Show that for an affine algebraic set $V$,$\operatorname{Shv}(V;\mathcal{C})\simeq\operatorname{Shv}(\operatorname{Spec}(\mathcal{O}_V);\mathcal{C})$ [duplicate]

Solution 1:

When $k$ is algebraically closed and $Z,Z'$ are of finite type over $k$:

  • the data of $(Z(k),\mathcal{O}_Z|_{Z(k)})$ is enough to recover $Z$, and
  • given a morphism $\varphi:(Z(k),\mathcal{O}_Z|_{Z(k)})\to (Z'(k),\mathcal{O}_{Z'}|_{Z'(k)})$, there is a unique morphism $\psi:Z\to Z'$ which has $\varphi$ as its restriction to the $k$-points. (Additionally, no two distinct morphisms $Z\to Z'$ restrict to the same morphism $Z(k)\to Z'(k)$.)

The recipe for recovering $Z$ from $Z(k)$ is straightforward: we need to freely adjoin generic points, which we can do by applying a nifty functor. Define a functor $t(-):Top\to Top$ which associates to any topological space $X$ the set of its irreducible closed subsets with the topology given by declaring that for every closed $Y\subset X$ we have that $t(Y)\subset t(X)$ is a closed set. This functor acts on a morphism $f:X\to X'$ by sending an irreducible closed subset $Y\subset X$ to $\overline{f(Y)}\subset X'$. For any topological space $X$, there is an induced morphism $\alpha:X\to t(X)$ by sending $x\mapsto \overline{\{x\}}$, and this map induces a bijection between open subsets of $X$ and $t(X)$.

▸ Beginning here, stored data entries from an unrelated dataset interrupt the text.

PR #307558, opened 2026-04-03
fix: avoid splitting surrogate pairs in computeMoreMinimalEdits

### LINKED ISSUE #248268: Text replace with surrogate pairs not reliable
Type: <b>Bug</b>

1. Open a new file
2. Paste "🌟 🌈 🚀 🎉"
3. Find/Replace (ctrl+shift+F menu)
Find "🌟 🌈 🚀 🎉"
Replace "🎉 🚀 🌟 🌈"

This results in "� 🚀 � 🌈"

This issue was found while investigating the same behavior happening after applying an edit like so from extension code:
```
// doc is a TextDocument whose current contents include surrogate pairs
// as in the above example
edit = vscode.WorkspaceEdit()
edit.replace(doc.uri, vscode.Range(0, 0, doc.lineCount, 0), contentsWithSurrogatePairs)
await vscode.applyEdit(edit)
await doc.save()
```
In contrast, this edit reliably yields the desired result, but cannot perform targeted replacements to a sub-range of the document.
```
edit.createFile(doc.uri, { overwrite: true, contents: Buffer.from(contentsWithSurrogatePairs) });
```

VS Code version: Code - Insiders 1.100.0-insider (abe4aab6a7ddb38f4a83c38b53cb4f28dddf0c97, 2025-05-06T20:36:33.967Z)
Modes:

Extensions: none<details>

```
vsliv368cf:30146710
vspor879:30202332
vspor708:30202333
vspor363:30204092
pythonvspyt551:31249597
vscod805:30301674
c4g48928:30535728
962ge761:30841072
dsvsc014:30777825
dsvsc015:30821418
h48ei257:31000450
pythontbext0:30879054
cppperfnew:30980852
dwnewjupyter:31046869
pythonrstrctxt:31093868
nativeloc1:31118317
e80f6927:31120813
dwcopilot:31158714
5b1c1929:31184661
6074i472:31201624
dwoutputs:31242946
customenabled:31248079
9064b325:31222308
copilot_t_ci:31222730
g012b348:31231168
pythoneinst12:31251391
bgtreat:31252123
c7cif404:31294349
31787653:31262186
3e8i5726:31271747
pythonpulldiag:31287486
6gi0g917:31259950
61ibe868:31282443
996jf627:31264550
pythonrdcb7:31268811
usemplatestapi:31297334
i53e4855:31297587
747dc170:31275146
pythoncompactctx:31296835
g20af354:31278749
9hi5e907:31296557
pylancecolor:31288664
generatesymbolt:31280541
convertfstringf:31280702
gendocf:31280703
3g1ci329:31285109
pylancequickfixt:31296868

```

</details>

yogeshwaran-c:

Bug fix

When replacing text that contains emoji or other characters outside the Basic Multilingual Plane (astral Unicode, represented as surrogate pairs in UTF-16), `$computeMoreMinimalEdits` produces corrupted edit text. For example, replacing `🌟 🌈 🚀 🎉` with `🎉 🚀 🌟 🌈` results in `� 🚀 � 🌈` (broken surrogate halves).

This affects:
- The search panel **Replace All** (Ctrl+Shift+H)
- `vscode.workspace.applyEdit()` from extensions
- Any code path that goes through `computeMoreMinimalEdits` in the editor worker

The in-editor **Find and Replace** widget is not affected because it does not use `computeMoreMinimalEdits`.

Closes #248268

## What is the new behavior?

After the character-level `stringDiff` computes minimal edit boundaries, we check whether each boundary lands between the high and low surrogate of a surrogate pair. If so, we expand the change by one code unit in both the original and modified strings so that the full surrogate pair stays together.

The fix is minimal and self-contained: only the loop in `$computeMoreMinimalEdits` is changed, with no alterations to the diff algorithm itself.

## Additional context

**Root cause:** `stringDiff` (via `StringDiffSequence`) operates on individual UTF-16 code units (`charCodeAt`). When the LCS diff finds a common subsequence that happens to split a surrogate pair at its boundary, the resulting `originalStart`/`modifiedStart` offsets point at a low surrogate, and `text.substr(modifiedStart, modifiedLength)` produces an orphaned surrogate — which renders as `�`.

**Why this approach:** Rather than modifying the general-purpose `stringDiff` or `commonPrefixLength`/`commonSuffixLength` functions (which would affect many callers), the fix adjusts boundaries only where they are consumed as text edit ranges. This keeps the change focused and low-risk.

A test is included that verifies both:
1. No edit text contains split surrogate pairs
2. Applying the edits produces the correct final result

### DIFF
--- a/src/vs/editor/common/services/editorWebWorker.ts
+++ b/src/vs/editor/common/services/editorWebWorker.ts
@@ -5,6 +5,7 @@
 
 import { stringDiff } from '../../../base/common/diff/diff.js';
 import { IDisposable } from '../../../base/common/lifecycle.js';
+import { isHighSurrogate, isLowSurrogate } from '../../../base/common/strings.js';
 import { URI } from '../../../base/common/uri.js';
 import { IWebWorkerServerRequestHandler } from '../../../base/common/worker/webWorker.js';
 import { Position } from '../core/position.js';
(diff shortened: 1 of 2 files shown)


yogeshwaran-c:
Duplicate of #307557 which addresses the same issue #248268.

PR #307669, opened 2026-04-03
feat: add plugins to chatPromptFiles API

joshspicer:
Wire installed agent plugins through the chatPromptFiles proposed API so extensions can discover them.

### Changes
- Add `chat.plugins` readonly getter and `chat.onDidChangePlugins` event (uses existing `ChatResource` type)
- Add `IPluginDto` to ext host protocol
- Push plugins from mainThread via `autorun` on `IAgentPluginService.plugins` observable
- Inject `IAgentPluginService` into `MainThreadChatAgents2`

Companion PR: microsoft/vscode-copilot-chat#4962


vijayupadya (approved):

pwang347 (approved):
CC @connor4312

PR #307675, opened 2026-04-03
feat(windows): use crossAppIPC to coordinate update ownership between apps

deepak1556:
```
Introduce CrossAppUpdateCoordinator that uses Electron's crossAppIPC
module to ensure only one update client runs at a time. Whichever app
(VS Code or Agents) launches first becomes the IPC server and owns the
update client. The second app becomes the IPC client, suspends its local
update service, and proxies all update operations to the server.

When the server app quits, the client detects the disconnect, resumes
its local update service, and takes over update ownership. Both apps
show synchronized update UI at all times. "Restart to Update" signals
the peer to quit before applying the update.

- Add crossAppIPC type definitions for custom Electron build
- Add CrossAppUpdateCoordinator (symmetric, role-based coordination)
- Add suspend()/resume() to AbstractUpdateService
- Simplify Agents update UI to use direct update actions
```

### DIFF
--- a/src/vs/platform/update/electron-main/crossAppUpdateIpc.ts
+++ b/src/vs/platform/update/electron-main/crossAppUpdateIpc.ts
@@ -1,0 +1,262 @@
+/*---------------------------------------------------------------------------------------------
+ *  Copyright (c) Microsoft Corporation. All rights reserved.
+ *  Licensed under the MIT License. See License.txt in the project root for license information.
+ *--------------------------------------------------------------------------------------------*/
+
+import { crossAppIPC } from 'electron';
+import { Emitter, Event } from '../../../base/common/event.js';
+import { Disposable } from '../../../base/common/lifecycle.js';
+import { ILifecycleMainService } from '../../lifecycle/electron-main/lifecycleMainService.js';
+import { ILogService } from '../../log/common/log.js';
+import { IUpdateService, State } from '../common/update.js';
+import { AbstractUpdateService } from './abstractUpdateService.js';
+
+/**
+ * Message types exchanged between apps over crossAppIPC.
+ */
+const enum CrossAppUpdateMessageType {
+	/** Server → Client: Update state changed */
+	StateChange = 'update/stateChange',
+	/** Client → Server: Request to check for updates */
+	CheckForUpdates = 'update/checkForUpdates',
+	/** Client → Server: Request to download an available update */
+	DownloadUpdate = 'update/downloadUpdate',
+	/** Client → Server: Request to apply a downloaded update */
+	ApplyUpdate = 'update/applyUpdate',
+	/** Client → Server: Request to quit and install */
+	QuitAndInstall = 'update/quitAndInstall',
+	/** Server → Client: Initial state sync after connection */
+	InitialState = 'update/initialState',
+	/** Client → Server: Request initial state */
+	RequestInitialState = 'update/requestInitialState',
+	/** Server → Client: Quit for update (the server will restart after installing) */
+	QuitForUpdate = 'update/quitForUpdate',
+}
+
+interface CrossAppUpdateMessage {
+	type: CrossAppUpdateMessageType;
+	data?: State | boolean;
+}
+
+/**
+ * Coordinates update ownership between host and embedded Electron apps
+ * using crossAppIPC. Whichever app starts first becomes the IPC server
+ * and owns the update client. The second app becomes the client and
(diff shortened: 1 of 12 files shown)


deepak1556:
Sequence where ownership changes while being active

```mermaid
sequenceDiagram
    participant A as App A (server)
    participant IPC as crossAppIPC
    participant B as App B (client)

    Note over A,B: Ownership handoff when server quits normally

    Note right of A: User closes App A
    A->>IPC: disconnect
    IPC-->>B: disconnected (peer-disconnected)
    Note left of B: localService.resume()
    Note left of B: Now owns update client
    Note left of B: Reconnects to wait for peer

    Note left of B: App B is now standalone

    rect rgb(240, 240, 255)
        Note left of B: Later App A relaunches
        A->>IPC: ipc.connect()
        IPC-->>B: connected (isServer=true)
        IPC-->>A: connected (isServer=false)
        Note left of B: Stays server
        Note right of A: Becomes client
    end
   
   ```

**Review by joaomoreno — DISMISSED** [review]

File: src/vs/platform/update/electron-main/crossAppUpdateIpc.ts [hunk 1]
```diff
@@ -0,0 +1,262 @@
...
+		private readonly logService: ILogService,
+		private readonly lifecycleMainService: ILifecycleMainService,
+	) {
+		super();
+
+		// Start with the local service's current state
+		this._state = this.localUpdateService.state;
+
+		// Track local service state changes (used in standalone/server mode)
+		this._register(this.localUpdateService.onStateChange(state => {
```
dmitrivMS: Why even register the listener if this.mode === 'client'?

src/vs/platform/update/electron-main/crossAppUpdateIpc.ts
```diff
@@ -0,0 +1,262 @@
...
+			this.logService.info(`CrossAppUpdateCoordinator: connected (isServer=${ipc.isServer})`);
+
+			if (ipc.isServer) {
+				this.mode = 'server';
+				// Broadcast current state to the newly connected client
+				this.broadcastState(this.localUpdateService.state);
+			} else {
+				this.mode = 'client';
+				// Suspend the local update service to prevent duplicate checks/downloads
+				this.localUpdateService.suspend();
```
dmitrivMS, line 124: This prevents automated checks, but would manual checks still be routed to the local service?

src/vs/platform/update/electron-main/crossAppUpdateIpc.ts
```diff
@@ -0,0 +1,262 @@
...
+		} else {
+			await this.localUpdateService.applyUpdate();
+		}
+	}
+
+	async quitAndInstall(): Promise<void> {
+		if (this.mode === 'client') {
+			// Tell the server to quit-and-install, then quit ourselves
+			this.sendMessage({ type: CrossAppUpdateMessageType.QuitAndInstall });
+			this.lifecycleMainService.quit();
```
dmitrivMS: Is it possible that quit() here will be canceled by the user?

dmitrivMS (dismissed):

src/vs/platform/update/electron-main/crossAppUpdateIpc.ts
deepak1556: When constructing we are always in standalone mode so needed a dynamic check inside the callback to know if we are client or server later down the line. Changed in https://github.com/microsoft/vscode/pull/307675/commits/dcdbe3ec331a6930e5ab456a4c1625eef0a08295 to de-register if the app becomes a client

src/vs/platform/update/electron-main/crossAppUpdateIpc.ts
deepak1556: No both automated and manual checks are routed to server when in client mode.

src/vs/platform/update/electron-main/crossAppUpdateIpc.ts
deepak1556: Good call, I have introduced additional states in https://github.com/microsoft/vscode/pull/307675/commits/dcdbe3ec331a6930e5ab456a4c1625eef0a08295 to track quit veto. Only case it won't cover is client quits and server vetos quit, which is fine since the server is always the update client controller and if there are reasons to not quit we avoid update.

aeschli (approved):

alexdima (approved):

To verify that $(t(Z(k)),\alpha_*(\mathcal{O}_Z|_{Z(k)}))\cong Z$, we'll need to make some observations about $Z(k)$. First, $Z(k)$ can be identified with the set of closed points of $Z$: by Zariski's lemma, the closed points of a scheme of finite type over a field $F$ are exactly those points which have as their residue field a finite extension of $F$. If $F$ is algebraically closed, it has no nontrivial finite extensions, so the closed points of $Z$ are exactly $Z(k)$, and they have the induced topology from $Z$. Next, for any scheme of finite type over a field, the closed points are very dense: they're dense in every nonempty closed subset.

Now we may define a map of topological spaces $t(Z(k))\to Z$ by sending any irreducible closed subset $Y\subset Z(k)$ to the generic point of its closure in $Z$. It's not difficult to see that this is a homeomorphism by our previous observations, and as $\alpha: Z(k)\to t(Z(k))$ gives a bijection on open sets, we have that $\alpha_*(\mathcal{O}_Z|_{Z(k)})\cong \mathcal{O}_Z$.

This rather quickly settles the second part, too: given $\varphi$, we can let $\psi$ be the morphism $(t(\varphi),\alpha_*\varphi^\sharp)$, and checking uniqueness is not difficult.

Essentially what we've proven here is that there's an equivalence of categories between schemes of finite type over an algebraically closed field $k$ and the $k$-points of schemes of finite type over an algebraically closed field equipped with the restriction of the structure sheaf. The upshot of this for you is that if you can construct the map in the statement you wish to prove in this restricted setting, you'll automatically get the map of schemes you want.


Both algebraically closed and finite type are necessary conditions: if either of these are violated, there are $k$-schemes which cannot be distinguished from the empty $k$-scheme by looking at their $k$-points, and our proof above breaks. In the non-algebraically closed case, consider the spectrum of the algebraic closure, and in the non-finite type case, consider the spectrum of the transcendental extension $k(x)$. In both cases, a $k$-point is equivalent to a series of $k$-algebra map $k\to F\to k$ which is the identity. But this can't happen: the map $F\to k$ must have nontrivial kernel by dimension reasons, which means that $F\to k$ is the zero map because $F$ is a field.